The Elements of a Certificate of Merit
A certificate of merit is an affidavit from a relevant health care professional. An affidavit is a sworn statement confirmed to be true under oath or by affirmation, typically used as evidence during court trials. In a medical malpractice case, a certificate of merit establishes that a health care professional with knowledge on the subject reviewed the plaintiff’s case and agreed the injured party has grounds to file. The certificate of merit confirms the validity of the case to prevent wasting the court’s time on unfounded or frivolous lawsuits.

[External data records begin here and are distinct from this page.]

PR #7632, opened 2025-07-15
feat: editing report rows and columns

AdityaHegde:
1. Adds a section to edit rows and columns of reports.
2. Add a scroll and match with alerts height. With rows/columns height can exceed screen height and cut off the cancel/create buttons.

Closes APP-195

**Checklist:**
- [x] Covered by tests
- [ ] I'm proud of this work!

### DIFF
--- a/web-common/src/features/dashboards/aggregation-request-builder.ts
+++ b/web-common/src/features/dashboards/aggregation-request-builder.ts
@@ -1,4 +1,4 @@
-import { getAggregationDimensionFromTimeDimension } from "@rilldata/web-common/features/dashboards/aggregation-request/dimension-utils.ts";
+import { getAggregationDimensionFromFieldName } from "@rilldata/web-common/features/dashboards/aggregation-request/dimension-utils.ts";
 import { mergeDimensionAndMeasureFilters } from "@rilldata/web-common/features/dashboards/filters/measure-filters/measure-filter-utils.ts";
 import {
   COMPARISON_DELTA,
@@ -89,8 +89,8 @@ export const aggregationRequestWithRowsAndColumns = ({
   return (aggregationRequest: V1MetricsViewAggregationRequest) => {
     const allFields = new Set<string>([...rows, ...columns]);
     const isFlat = rows.length === 0;
-    const pivotOn: string[] = [];
 
+    // Get measures defined as columns. We do allow adding measures as rows so need to check it.
     const measures = columns
       .filter((col) => exploreSpec.measures?.includes(col))
       .flatMap((measureName) => {
@@ -105,27 +105,29 @@ export const aggregationRequestWithRowsAndColumns = ({
 
         return group;
       });
-    const dimensions: V1MetricsViewAggregationDimension[] = rows.map((d) =>
-      getAggregationDimensionFromTimeDimension(d, selectedTimezone),
+
+    // Get dimensions defined as rows
+    const dimensionsFromRows: V1MetricsViewAggregationDimension[] = rows.map(
+      (row) => getAggregationDimensionFromFieldName(row, selectedTimezone),
     );
-    columns
+
+    // Get dimensions defined as columns
+    const dimensionsFromColumns: V1MetricsViewAggregationDimension[] = columns
       .filter((col) => !exploreSpec.measures?.includes(col))
-      .forEach((col) => {
-        if (exploreSpec.dimensions?.includes(col)) {
-          dimensions.push({ name: col });
-          if (!isFlat) pivotOn.push(col);
-          return;
-        }
+      .map((col) =>
+        getAggregationDimensionFromFieldName(col, selectedTimezone),
+      );
 
-        const dimension = getAggregationDimensionFromTimeDimension(
-          col,
-          selectedTimezone,
-        );
-        dimensions.push(dimension);
-        if (!isFlat) pivotOn.push(dimension.alias ?? dimension.name!);
-      });
+    // only add column dimensions as pivot if it is a non-flat view
+    const pivotOn = !isFlat
+      ? dimensionsFromColumns.map((d) => d.alias ?? d.name!)
+      : [];
 
-    const sort = getUpdatedAggregationSort(
+    // Get the full list of dimensions
+    const dimensions = [...dimensionsFromRows, ...dimensionsFromColumns];
+
+    // Get the updated sort based on the new measures and dimensions
+    const updatedAggregationSort = getUpdatedAggregationSort(
       aggregationRequest,
       measures,
       dimensions,
@@ -138,7 +140,7 @@ export const aggregationRequestWithRowsAndColumns = ({
       measures,
       dimensions,
       pivotOn: !pivotOn.length ? undefined : pivotOn,
-      sort,
+      sort: updatedAggregationSort,
     };
   };
 };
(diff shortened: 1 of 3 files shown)


ericpgreen2 (changes requested):
UXQA:
1. @mindspank, can we consider some sort of section description or informational tooltip? I feel I'm a bit puzzled looking at "Rows" and "Columns". Maybe I'm just used to the current application, but, in going through this flow, I intend to export what I see on the screen. So, without context, I'm a bit thrown off.
2. @jkhwu, may I please request a design pass? There's a lot of font variance. In the following stretch of sections... Row Limit, Include metadata, Filters, Rows, Columns... I count 5 sections and 4 different font styles.
    image
3. There should be some sort of message when there are no rows (or columns) selected. Rather than a blank space.
4. From the Dimension Detail Table, I scheduled a report in which I added a Time dimension. When I opened the report sent to me via email, it brought me to this view that felt broken:
    image
5. ... a continuation of 4 (and might explain it). When I clicked "download CSV" in the email, I hit this error:
    image

mindspank:
@ericpgreen2 agree, I'll defer to @jkhwu on design changes

mindspank:
4,5 seems unrelated to this PR? (But something we should fix)

ericpgreen2:
> 4,5 seems unrelated to this PR? (But something we should fix)

Sorry, I edited my message to clarify: I added the time dimension _as a "Row"_ in the Scheduled Report form.

medriscoll:
I've added comments in the related Linear issue.

web-common/src/features/scheduled-reports/BaseScheduledReportForm.svelte
```diff
@@ -30,119 +32,136 @@
   $: ({ instanceId } = $runtime);
 
   $: hasSlackNotifier = getHasSlackConnection(instanceId);
+
+  let didSubmit = false;
```
ericpgreen2: At first, I thought we should get this state from the `superForm` stores. Then I checked the docs and saw the below message about the `posted` store. Maybe you saw it too. Could you add a comment to say that we're intentionally tracking `didSubmit` manually (rather than using SuperForms)?

image

web-common/src/features/scheduled-reports/ScheduledReportDialog.svelte
```diff
@@ -145,6 +152,14 @@
       values.timeOfDay,
       values.dayOfMonth,
     );
+    const updatedQueryJson = getUpdatedAggregationRequest(
```
ericpgreen2: This function name confuses me a bit. What about `updateAggregationRequestWithUserSelections`, or something along those lines?

web-common/src/features/scheduled-reports/rows-and-columns.spec.ts
```diff
@@ -0,0 +1,530 @@
...
+    },
+    {
+      showTimeComparison: false,
+      selectedTimezone: exploreState.selectedTimezone,
+    },
+    updatedRows,
+    updatedColumns,
+    AD_BIDS_EXPLORE,
+  );
+  const cleanedNewRequest = cleanAggregationRequestForAssertion(newRequest);
```
ericpgreen2: Why is this needed? Ideally it's not needed, but at least can you add a comment?

web-common/src/features/scheduled-reports/rows-and-columns.spec.ts
```diff
@@ -0,0 +1,530 @@
...
+        runTest(testCase, (exploreState, timeControlState) =>
+          getDimensionTableAggregationRequestForTime(
+            AD_BIDS_METRICS_NAME,
+            exploreState,
+            {
+              start: timeControlState.timeStart,
+              end: timeControlState.timeEnd,
+            },
+            undefined,
+            "",
```
ericpgreen2: It's hard to know what these parameters are supposed to represent. Maybe this function should take a parameter object?

web-common/src/features/scheduled-reports/utils.ts
```diff
@@ -151,8 +170,10 @@ export function getUpdatedAggregationRequest(
   aggregationRequest: V1MetricsViewAggregationRequest,
   filtersArgs: FiltersState,
   timeControlArgs: TimeControlState,
+  rows: string[],
+  columns: string[],
   exploreSpec: V1ExploreSpec,
-) {
+): V1MetricsViewAggregationRequest {
```
ericpgreen2: Given all the parameters, maybe this should function take a parameter object too?

ericpgreen2: Additionally/alternatively, it may be a nice pipeline if this function were implemented as:
```ts
let aggRequest: ...;
aggRequest = updateAggregationRequestWithTimeRange(aggRequest, ...)
aggRequest = updateAggregationRequestWithRowsAndColumns(aggRequest, ...)
aggRequest = updateAggregationRequestWithFilters(aggRequest, ...)
```
Something like that would be easier to follow.

jkhwu:
1. @aditya.hegde in my mocks I use the same pill-shaped '+' button as in the filter bar: [https://www.figma.com/design/9OCPgWkDL4mAQzaSQxV7Lt/Rill-Design-System-2?node-id=26302-58284&t=07y1l4bXro2qUMhF-11](https://www.figma.com/design/9OCPgWkDL4mAQzaSQxV7Lt/Rill-Design-System-2?node-id=26302-58284&t=07y1l4bXro2qUMhF-11)
2. Agree, the cancel or X buttons should suffice for closing out of this dialog.
3. no comment from design, sounds like a bug
4. Happy to support whatever addition or clarification you decide on @mindspank

web-common/src/features/scheduled-reports/BaseScheduledReportForm.svelte
AdityaHegde: Switching to using validation errors instead. Setting validationMethod to "auto" gives the behaviour we want.

web-common/src/features/scheduled-reports/rows-and-columns.spec.ts
AdityaHegde: These were old functions. Updated all these aggregation request builders to take object parameter.

web-common/src/features/scheduled-reports/rows-and-columns.spec.ts
AdityaHegde: Added a comment.

web-common/src/features/scheduled-reports/utils.ts
AdityaHegde: Good idea. I have been thinking of adding a builder for aggregation request for a while. I guess this is a good time to start. We can refactor other places to use this builder so that all the code is in a common place.

mindspank:
> 4. Happy to support whatever addition or clarification you decide on @mindspank. 

Good feedback, I would keep it as is for now as we are re-thinking Report and Alert creation.

AdityaHegde:
1. Sure @jkhwu updating to have the same look as the add filter button.
2. Updated.
3. @ericpgreen2 was there data for the time you ran the report for? I am using a project that has future data to avoid running into this. Otherwise make sure you pulled the changes and restarted the servers.

ericpgreen2:
> 3\. @ericpgreen2 was there data for the time you ran the report for? I am using a project that has future data to avoid running into this. Otherwise make sure you pulled the changes and restarted the servers.

Ah! Yes, I was running a report on the OpenRTB dataset that doesn't have current data.

web-common/src/features/dashboards/aggregation-request-builder.ts
```diff
@@ -0,0 +1,180 @@
...
+
+        const dimension = getAggregationDimensionFromTimeDimension(
+          col,
+          selectedTimezone,
+        );
+        dimensions.push(dimension);
+        if (!isFlat) pivotOn.push(dimension.alias ?? dimension.name!);
+      });
+
+    const sort = getUpdatedAggregationSort(
```
ericpgreen2: Naming nit: `updateAggregationSort`?

web-common/src/features/dashboards/aggregation-request-builder.ts
```diff
@@ -0,0 +1,180 @@
...
+      undefined,
+    );
+    return {
+      ...aggregationRequest,
+      where: whereFilter,
+    };
+  };
+};
+
+export const aggregationRequestWithRowsAndColumns = ({
```
ericpgreen2, line 76: A few comments on this function:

Florida Statute 766.104 states that all medical malpractice plaintiffs must file preliminary notices with the health care providers allegedly at fault for the injury before bringing claims in the civil courts. These notices must include a description of the alleged malpractice, a list of damages sought and a certificate of merit from an appropriate health care expert. The medical professional generally must either practice or have recently practiced within the same field as the defendant. In a case involving an orthopedic surgical mistake, for example, an orthopedic surgeon should sign the affidavit.
Once the defendant receives the preliminary notice of intent to sue, it has 90 days to file a response. It could respond by accepting the claim and beginning settlement negotiations with the claimant, or it could respond with a denial. If it denies the claim, it must include a valid reason. If the defendant does not respond within 90 days or issues a denial, the claimant then has the right to file a medical malpractice lawsuit with the civil court.
How To Obtain a Certificate of Merit
If you believe you have grounds for a medical malpractice claim, one of the first things you should do is contact a Fort Lauderdale medical malpractice attorney. An attorney can explain your statute of limitations and help you file all the required paperwork by the deadline. This includes obtaining a certificate of merit. A lawyer can connect you with an appropriate medical expert to fill out your affidavit, increasing your chances of the courts accepting your claim as valid.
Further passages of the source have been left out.